地雷

2000/01/22

民族解放軍クメール・ルージュの聖域とされていたアンコール・ワットを撮影することに命をかけ、1973年11月に消息を絶ったカメラマン・一ノ瀬泰造を描く『地雷を踏んだらサヨウナラ』(五十嵐匠監督 / 浅野忠信主演)を、渋谷シネ・アミューズ・ウエストで観ました。本作は、奥山和由氏が松竹退社後初めてプロデュースした作品でもあります。

1972年、クメール・ルージュと政府軍の闘争が激化するカンボジアで、一ノ瀬泰造(浅野忠信)は、白人カメラマン・ティムや高校教師で泰造の親友でもあるカンボジア人ロックルーらに囲まれながら、フリーランスのカメラマンとして戦場を駆け回るうちに、クメール・ルージュが支配するアンコール・ワットを撮影することにのめりこみ始める。その執拗なこだわりを危険視した政府軍によって国外退去を命じられた泰造はベトナムに渡り、そこでティムと再会するが、彼は泰造の目の前で砲撃に倒れる。ティムの行きつけのカフェを訪れた泰造は、ウェイトレスのレ・ファンと出会う。彼女に魅かれつつもアンコール・ワットへの憧れを募らせる泰造は、レ・ファンの伯父のつてでメコン川を上る輸送船に乗りカンボジアへ密入国することに成功する。親友ロックルーの結婚式に立ち会いその姿を写真に収めた泰造は、1人自転車に乗ってアンコール・ワットを目指すが……。

カンボジアの大地や空が広がる画面の中を、26歳で短い生涯を閉じた戦場カメラマンを演じる浅野忠信が駆け回り、アンコール・ワットの圧倒的な存在感が深い余韻を残してくれます。
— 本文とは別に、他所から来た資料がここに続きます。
Issue #3306, opened 2018-08-29
azure-docs-pr: TOC experimental metadata is missing


OsmondJiang:
![image](https://user-images.githubusercontent.com/19990166/44759976-5294c080-ab6f-11e8-8ac3-36adeb6f04ff.png)

![image](https://user-images.githubusercontent.com/19990166/44759983-57f20b00-ab6f-11e8-9d2f-2ca91379ac51.png)

https://ceapex.visualstudio.com/Engineering/_git/Docs.DocFX.Impact/pullrequest/2816?_a=files&path=%2Fsource%2Fazure-docs-pr.output%2Fazure%2Fcosmos-db%2FTOC.experimental.mta.json

https://ceapex.visualstudio.com/Engineering/_git/Docs.DocFX.Impact/pullrequest/2816?_a=files&path=%2Fsource%2Fazure-docs-pr.output%2Fazure%2Fcosmos-db%2FTOC.json

PR #3309, opened 2018-08-29
fix bug of keeping toc metadata

OsmondJiang:


OsmondJiang:
#3306

src/docfx/build/legacy/files/LegacyTableOfContents.cs
```diff
@@ -74,6 +67,9 @@ private sealed class LegacyTableOfContentsMetadata
 
             [JsonProperty(PropertyName = "pdf_name")]
             public string PdfName { get; set; }
+
+            [JsonExtensionData]
+            public JObject Metadata { get; set; }
```
yufeih: Is `experimental` and `experimental_id` needed for non-legacy output ?

OsmondJiang: yes, it's used for AB testing

OsmondJiang: and we just pass through that, don't need to parse the metadata, it's wrote by writer

PR #3310, opened 2018-08-29
Treat //url as external url

yufeih:
Fixes https://ceapex.visualstudio.com/Engineering/_git/Docs.DocFX.Impact/pullrequest/2816?_a=files&path=%2Fsource%2Fazure-docs-pr.output%2Fazure%2Fcognitive-services%2Ftext-analytics%2Fquickstarts%2Fcsharp.page.html

### DIFF
--- a/src/docfx/lib/HtmlUtility.cs
+++ b/src/docfx/lib/HtmlUtility.cs
@@ -171,7 +171,7 @@ namespace Microsoft.Docs.Build
                     node.SetAttributeValue("data-linktype", "self-bookmark");
                     continue;
                 }
-                if (href[0] == '/' || href[0] == '\\')
+                if ((href[0] == '/' || href[0] == '\\') && !href.StartsWith("//"))
                 {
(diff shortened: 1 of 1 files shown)


src/docfx/lib/HtmlUtility.cs
```diff
@@ -171,7 +171,7 @@ private static void AddLinkType(this HtmlNode html, string tag, string attribute
                     node.SetAttributeValue("data-linktype", "self-bookmark");
                     continue;
                 }
-                if (href[0] == '/' || href[0] == '\\')
+                if ((href[0] == '/' || href[0] == '\\') && !href.StartsWith("//"))
```
928PJY: >!href.StartsWith("//") [](start = 59, length = 22)

put `external` check before this and remove this?

yufeih: IsUrl treats `/asdf` as a valid url

Issue #4104, opened 2019-03-04
treat 'null' in yaml header as string


mingwli:
As per [yaml spec](https://yaml.org/spec/1.2/spec.html#id2805712), `null` should be resolved as a null value, while v3 currently treating it as string scalar.

yufeih:
Also consider `.inf, -.Inf, +.INF, .NAN` as mentioned in that spec. Do you want to contribute a fix?

PR #4126, opened 2019-03-07
📄handle YAML special string value

mingwli:
#4104

### DIFF
--- a/src/docfx/lib/YamlUtility.cs
+++ b/src/docfx/lib/YamlUtility.cs
@@ -4,6 +4,7 @@
 using System;
 using System.Collections.Generic;
 using System.Diagnostics;
+using System.Globalization;
 using System.IO;
 using System.Reflection;
 using System.Text.RegularExpressions;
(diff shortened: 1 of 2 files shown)


src/docfx/lib/YamlUtility.cs
```diff
@@ -144,23 +145,21 @@ private static JToken ToJson(YamlNode node)
...
                     {
                         return PopulateLineInfoToJToken(new JValue(n), node);
                     }
-                    if (double.TryParse(scalar.Value, out var d))
+                    if (double.TryParse(scalar.Value, NumberStyles.Any, CultureInfo.InvariantCulture, out var d))
                     {
                         return PopulateLineInfoToJToken(new JValue(d), node);
                     }
-                    if (bool.TryParse(scalar.Value, out var b))
+                    if (bool.TryParse(scalar.Value,out var b))
```
yufeih: <space>

mingwli:
The explicit null is resolved as null value in v2.
https://raw.githubusercontent.com/openpublish/docfx-migration-to-v3/null-value/docfx-v3-migration/schema-syntax-check/others/null-value/explicit/a.md
image

test/docfx.Test/lib/YamlUtilityTest.cs
```diff
@@ -158,6 +158,37 @@ public void TestBoolean()
             Assert.Equal(new[] { true, true, true, false, false, false }, value2.Select(j => (bool)j).ToArray());
         }
 
+        [Fact]
+        public void TestNull()
```
live1206: better to use `InlineData` to specify input and output? would be easier to add more test cases

mingwli: updated

PR #4127, opened 2019-03-07
Expose markdown line info through MarkdownContext

yufeih:
To support line info in error messages, test case in #4130 

#2874

PR #4130, opened 2019-03-08
📄Add line/column info to markdown errors

yufeih:
Implements https://ceapex.visualstudio.com/Engineering/_workitems/edit/72242/
Depending on v2 change #4127 
Not all errors has line info, this PR only adds line info errors raised as part of markdown parsing.

#2874

### DIFF
--- a/docs/specs/resolve.yml
+++ b/docs/specs/resolve.yml
@@ -108,9 +108,9 @@ outputs:
   docs/a.json: |
     { "content": "<p><a href=\"\">Empty</a><a href=\"a%3C%3Eb.md\">Invalid</a><a href=\"c.md\">Missing</a></p>" }
   build.log: |
-    ["info","link-is-empty","Link is empty","docs/a.md"]
-    ["warning","file-not-found","Cannot find file 'a<>b.md' relative to 'docs/a.md'","docs/a.md"]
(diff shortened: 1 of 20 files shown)


docs/specs/resolve.yml
```diff
@@ -237,7 +237,7 @@ outputs:
   docs/a.json: |
     {"content":"<p>Link to <a href=\"../dep/logo.svg\">dep</a></p>"}
   build.log: |
-    ["warning","link-is-dependency","File 'logo.svg' referenced by link '../dep/logo.svg' will not be built because it is from a dependency docset","docs/a.md"]
+    ["warning","link-is-dependency","File 'logo.svg' referenced by link '../dep/logo.svg' will not be built because it is from a dependency docset","docs/a.md","",1,9]
```
OsmondJiang: why is there empty string for most of the error message?

yufeih: It is `jsonpath`, we could consider turning it into an object

OsmondJiang: let's add a comment or todo :)

yufeih: https://github.com/dotnet/docfx/issues/4141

もっとも脚本は全体に説明不足で、ある程度東南アジア現代史やロバート・キャパ、沢田教一ら従軍カメラマンの仕事についての基礎知識を求められます。それがないままこの映画に正面から向き合おうとすると、主人公に感情移入するどころかストーリーを追うことすら難しくなりそう。そうした劇映画としての欠陥を辛うじて補うのが、資料集としても充実したプログラムと美しいアンコール・ワットの映像、浅野忠信の熱演です。

その浅野忠信演じる一ノ瀬泰造がなぜアンコール・ワットに取り付かれたかといえば、それはカメラマンとしての功名心ということに尽きます。ここでのアンコール・ワットは荘厳な古代遺跡ではなく、クメール・ルージュの司令部としての存在(したがって撮影が極めて困難な被写体の象徴)でしかありません。しかし、丘の上から遠くアンコール・ワットの尖塔を眺めたときから彼の中で何かが変わり始め、やがて周囲で親しい人々が亡くなっていくにつれて、彼の功名心は別の思い入れへと昇華していきます。
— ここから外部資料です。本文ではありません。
PR #4131, opened 2019-03-08
📝Add suggestion level

mingwli:
#3838

### DIFF
--- a/src/docfx/lib/log/ErrorLevel.cs
+++ b/src/docfx/lib/log/ErrorLevel.cs
@@ -7,6 +7,7 @@ namespace Microsoft.Docs.Build
     {
         Off,
         Info,
+        Suggestion,
         Warning,
         Error,
     }
--- a/schemas/docfx.json
+++ b/schemas/docfx.json
@@ -216,6 +216,7 @@
         "enum": [
           "off",
           "info",
+          "suggestion",
           "warning",
           "error"
         ]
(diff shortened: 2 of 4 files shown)


src/docfx/lib/log/Error.cs
```diff
@@ -13,7 +13,7 @@ internal class Error
     {
         public static readonly IEqualityComparer<Error> Comparer = new EqualityComparer();
 
-        public ErrorLevel Level { get; private set; }
+        public ErrorLevel Level { get; set; }
```
yufeih:
```suggestion
        public ErrorLevel Level { get; }
```

src/docfx/lib/log/ErrorLevel.cs
```diff
@@ -7,6 +7,7 @@ internal enum ErrorLevel
     {
         Off,
         Info,
+        Suggestion,
```
yufeih: Also needs to update Report.cs to limit suggestion count

src/docfx/lib/log/Error.cs
```diff
@@ -65,7 +65,6 @@ public string ToString(ErrorLevel level)
 
         public DocfxException ToException(Exception innerException = null)
         {
-            Level = ErrorLevel.Error;
```
live1206: without public 'set', this line could not be removed

live1206: should this be kept?

PR #4134, opened 2019-03-08
📈 Limit telemetry flush time to 2s

yufeih:
We've seen problems with flushing telemetry

### DIFF
--- a/src/docfx/lib/log/Telemetry.cs
+++ b/src/docfx/lib/log/Telemetry.cs
@@ -5,7 +5,6 @@ using System;
 using System.Collections.Generic;
 using System.Reflection;
 using System.Runtime.InteropServices;
-using System.Threading;
 using System.Threading.Tasks;
 using Microsoft.ApplicationInsights;
 using Microsoft.ApplicationInsights.Metrics;
--- a/src/docfx/lib/log/Telemetry.cs
+++ b/src/docfx/lib/log/Telemetry.cs
@@ -5,6 +5,8 @@ using System;
 using System.Collections.Generic;
 using System.Reflection;
 using System.Runtime.InteropServices;
+using System.Threading;
+using System.Threading.Tasks;
 using Microsoft.ApplicationInsights;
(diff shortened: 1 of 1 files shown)


src/docfx/lib/log/Telemetry.cs
```diff
@@ -63,8 +64,9 @@ public static void TrackException(Exception ex)
 
         public static void Flush()
         {
-            // Default timeout of 100 sec is used
-            s_telemetryClient.Flush();
+            // Default timeout of TelemetryClient.Flush is 100 seconds,
+            // but we only want to wait for 2 seconds at most.
+            Task.WaitAny(Task.Run(s_telemetryClient.Flush), Task.Delay(2000));
```
OsmondJiang: what will happen if it's time out?

yufeih: nothing, just hand there doing nothing for 100s

OsmondJiang: https://github.com/Microsoft/ApplicationInsights-dotnet/issues/407

OsmondJiang: will we lost any traces here if it's timeout?

herohua: Nice catch, @OsmondJiang ! I just recalled in the legacy `TraceEx` library, there is also a workaround to sleep for 10s.

herohua: do we need to swallow exceptions here?

yufeih: It is swallowed and printed at `Program.cs`

yufeih: @OsmondJiang @herohua Flush is sync when using `InMemoryChannel`, which is the default channel used in docfx, so we don't have the problem mentioned in that issue. This change is just to [give Flush a timeout](https://github.com/Microsoft/ApplicationInsights-dotnet/issues/1088)

PR #4146, opened 2019-03-11
resolve absolute file path as empty string

mingwli:
#3838 

resolve absoute file path as empty href.
rename `HrefType.Bookmark` to `HrefType.SelfBookmark`


src/docfx/build/dependency/DependencyResolver.cs
```diff
@@ -137,6 +137,8 @@ public string GetRelativeUrl(Document fileRelativeTo, Document file)
             // Cannot resolve the file, leave href as is
             if (file == null)
             {
+                if (hrefType == HrefType.WindowsAbsolutePath)
```
yufeih: move this outside `file == null` ?

src/docfx/lib/GlobUtility.cs
```diff
@@ -29,17 +29,18 @@ bool IsMatch(string path)
                     return false;
                 }
 
+                foreach (var exclude in excludeGlobs)
```
yufeih: nit: turn this change into another PR?

mingwli: yep, forgot to revert it.

PR #4147, opened 2019-03-11
glob apply exclude first

mingwli:


src/docfx/lib/GlobUtility.cs
```diff
@@ -29,17 +29,18 @@ bool IsMatch(string path)
                     return false;
                 }
 
+                foreach (var exclude in excludeGlobs)
+                {
```
OsmondJiang: add a test for that?

PR #4148, opened 2019-03-12
⏬ Keep using HtmlAgilityPack 1.4.9 during migration

yufeih:
Fixes HTML normalization problems caused by different HtmlAgilityPack version: https://ceapex.visualstudio.com/Engineering/_workitems/edit/73033/

A post migration solution might be to keep the original HTML intact when we do html transformation.


src/docfx/docfx.csproj
```diff
@@ -8,6 +8,7 @@
     <RootNamespace>Microsoft.Docs.Build</RootNamespace>
     <AllowUnsafeBlocks>true</AllowUnsafeBlocks>
     <PackAsTool>true</PackAsTool>
+    <NoWarn>NU1701</NoWarn>
```
mingwli: can this only apply to `HtmlAgilityPack`?

yufeih: sadly, no

Issue #4032, opened 2019-02-13
Support resolve of Git info for Azure DevOps repos


herohua:

OsmondJiang:
init investigation about the work items:

-  contribution provider
  - contributors (test pass)
  - author (test pass)
  - updated at (test pass)
  - content git url (new feature)
  - original content git url (new feature)
  - git commit url (new feature)

- Restore Git Dependency(test pass)

- Localization Convention(test pass)

- Migration tool(@928PJY )

- Configuration Migration tool(@mingwli )

@fenxu  @herohua  @yufeih  @superyyrrzz , please help to add more if I miss anything here.

OsmondJiang:
# Restore Git Dependency
-  We still using the same git url convention {repo_url}#{branch} like `https://ceapex.visualstudio.com/Engineering/_git/OpenPublishing.Build#master`
- Spec test(Restore + Lock) need to be added to make sure it's supported

# Localization Convention
- The localization convention will follow the same rules defined [here](https://github.com/dotnet/docfx/blob/v3/docs/designs/conceptual-localization.md#loc-content-as-assets-of-source-repo)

したがって映画を見る側は、一見時系列に沿ってエピソードを羅列しているだけのように見えるストーリーの中から、彼のアンコール・ワットに対するこだわりの質が何によってどのように変化していったのか、そしてそのことが彼の無謀とも思える死に、それを納得させるだけの価値を与え得たのかどうかに思いを巡らすことになります。

映画の中では、昨年自分がアンコール・ワットを訪れたときに登ったプノン・バケンから遠く望まれるアンコール・ワットに泰造が思いを馳せるシーンがあったり、ベトナムとカンボジアの民族的な対立感情が(ベトナム側から)描かれていたりと、自分の旅を追体験することにもなりました。もちろん現在のカンボジアでは戦争は終わっており(内戦終結は1991年)、一ノ瀬泰造が活動の拠点としたシエム・リアプの町には新しいホテルが立ち並んで外国人観光客が数多く滞在していましたが、町中にはHALOトラストという名の地雷撤去チームの事務所やポル・ポト派による粛清が行われたキリング・フィールドなどが残っており、また外務省の海外危険情報ではこの地に対して危険度レベル1=「注意喚起」が適用されています(2000/01/22現在)。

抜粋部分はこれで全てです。